Question: What is the Green's operator of $P$?
Reference request: A good reference on Green's operators for elliptic partial differential operators would be welcomed.
Addition: There is mention of Green's operator on pages 157 & 158 of Hamilton's 1982 paper The Inverse Function Theorem of Nash and Moser. In the context of the above, it goes roughly as follows:
Choose finite dimensional vector spaces $N$ and $M$ and continuous linear maps $$ j:\Gamma(S^2\mathbb{S}^m)\rightarrow N\qquad\text{and}\qquad i:M\rightarrow\Gamma(S^2\mathbb{S}^m). $$ Define another map \begin{align*} L:\Gamma(S^2\mathbb{S}^m)\times M&\rightarrow\Gamma(S^2\mathbb{S}^m)\times N\\ (h,x)&\mapsto L(h,x)=(Ph+ix,jh), \end{align*} which is required to be invertible. Then Theorem 3.3.3. states that:
- The inverse map $$ L^{-1}:\Gamma(S^2\mathbb{S}^m)\times N\rightarrow\Gamma(S^2\mathbb{S}^m)\times M $$ is a smooth, tame, and linear.
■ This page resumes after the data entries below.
PR #1388, opened 2019-06-10
a-a-analyze-c: Fix segfault when saving function name

mgrabovsky:
https://bugzilla.redhat.com/show_bug.cgi?id=1708684

It seems impossible to infer the root cause of the crash from the provided coredump, so this is just a quick fix. This commit only adds a check that `frame` is not `NULL` before dereferencing it to prevent the segfault.

My hunch is that `sr_normalize_core_thread` might get rid of all the stack frames in some corner case. Though, after quickly going through the logic, I'm not sure how that would happen in real world.

### DIFF
--- a/src/plugins/abrt-action-analyze-c.c
+++ b/src/plugins/abrt-action-analyze-c.c
@@ -259,6 +259,12 @@ int main(int argc, char **argv)
         sr_normalize_core_thread(thread);
 
         struct sr_core_frame *frame = thread->frames;
+        if (!frame)
+        {
+            log_info("Could not find any usable stack frame");
+            goto next;
+        }
+
         if (frame->function_name)
             dd_save_text(dd, FILENAME_CRASH_FUNCTION, frame->function_name);
 


ernestask:
> My hunch is that `sr_normalize_core_thread` might get rid of all the stack frames in some corner case. Though, after quickly going through the logic, I'm not sure how that would happen in real world.

Then do we really want to just paint over the potential bug? I needinfo’d the reporter, it could be useful to ask them for the problem directory if it’s always reproducible.

src/plugins/abrt-action-analyze-c.c
```diff
@@ -259,7 +259,7 @@ int main(int argc, char **argv)
         sr_normalize_core_thread(thread);
 
         struct sr_core_frame *frame = thread->frames;
-        if (frame->function_name)
+        if (frame && frame->function_name)
```
ernestask: What if we also printed a message if we have no frames? That would help with future debugging.

mgrabovsky:
I have added a line which logs the failure. Can't think of much else to do right now.

PR #1397, opened 2019-06-19
Revert "applet: Add systemd service unit"

ernestask:
This reverts commit 0ca72ed933dcab065f6f3b741f11fc82820bc835.


ernestask:
Until https://gitlab.gnome.org/GNOME/gnome-session/merge_requests/13 and related work is finished, the service unit won’t work properly. Reverting will also bring back the critical in gnome-session.

ernestask:
Didn’t check if everything works fine, hence the draft.

PR #1400, opened 2019-07-03
spec: Revisit old Python provides

mkutlak:
Time to get rid of these.

Introduced in ab4c89a


xsuchy:
+1

mkutlak:
I moved the abrt-python to python3-abrt changes to https://github.com/abrt/abrt/pull/1401

PR #1406, opened 2019-08-06
Update path to generated file in .gitignore after cli-ng move

mgrabovsky:
This file was moved in #1403 and it was forgotten to update the path here.


ernestask:
An alternative could be adding .gitignore files to each subdirectory, but it might be just as annoying.

Issue #1389, opened 2019-06-11
Lacks bulk delete / remove all / remove all


ringerc:
Both abrt-cli and the GUI lack an obvious bulk-delete or "delete all" option (2.12.0).

That's not super fun when you have a vast number of reports from a kernel oops spamming 10x per second.

I used the GUI and held down the delete key. That worked. An awk script to process the results of `abrt-cli ls` should do the job too.

It looks like the `abrt-cli-ng` tool `abrt` supports `abrt rm '*'` but making this more obvious wouldn't hurt, especially as it doesn't seem to be installed by default (F29).

ringerc:
Correction, `abrt rm '*'` doesn't work.

The docs say

>        MATCH can be either component name, short hash (from list subcommand) or combination of both in form <component>@<hash>

but it looks like it doesn't handle wildcards.

So I landed up writing this incantation to work around it:

    abrt-cli ls | awk '/^Directory:/ { print $2; }' | sudo xargs abrt-cli rm

The new cli appears not to accept multiple arguments to `rm` unlike the old one, which is unfortunate. So while slower, you can use

    sudo abrt ls | awk '/^Id/ { print $2; }' | xargs -n 1 abrt rm

with it.

ernestask:
Resolved with https://github.com/abrt/abrt/pull/1415.

ernestask:
Oh, nevermind, that wasn’t merged.

Issue #1394, opened 2019-06-17
[RFC] Consolidate abrt-cli and abrt-cli-ng


ernestask:
We have two CLI tools for working with problems and both achieve pretty much identical goals, so it might be a good idea to finally drop one of them or combine the good parts of both into a third one.

## Maintainability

- For each $k\in\Gamma(S^2\mathbb{S}^m)$ there is a unique $h\in\text{kernal}\,j$ such that $Ph-k\in\text{image}\,i$. The resulting map \begin{align*} G:\Gamma(S^2\mathbb{S}^m)&\rightarrow\text{kernal}\,j\\ k&\mapsto Gk=h \end{align*} is smooth, tame, and linear, and is called the Green's operator of $P$.
New question: I'm wondering how to adapt this construction to the map $P$ above. What would the finite-dimensional vector spaces $N$ and $M$, and the maps $j$ and $i$, be to make this construction work?